> **Data supplied**
# # # # #
PR #568, opened 2019-03-21
Validate position DOMPointInit

Manishearth:
Given that it's a float, comparison with 1 may not be the best idea, but I feel like erroring here is marginally better than ignoring invalid `w` values.

### DIFF
--- a/index.bs
+++ b/index.bs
# # # # #
Start to finish, give the listing again exactly.

> **Answer to this task**
PR #568, opened 2019-03-21
Validate position DOMPointInit

Manishearth:
Given that it's a float, comparison with 1 may not be the best idea, but I feel like erroring here is marginally better than ignoring invalid `w` values.

### DIFF
--- a/index.bs
+++ b/index.bs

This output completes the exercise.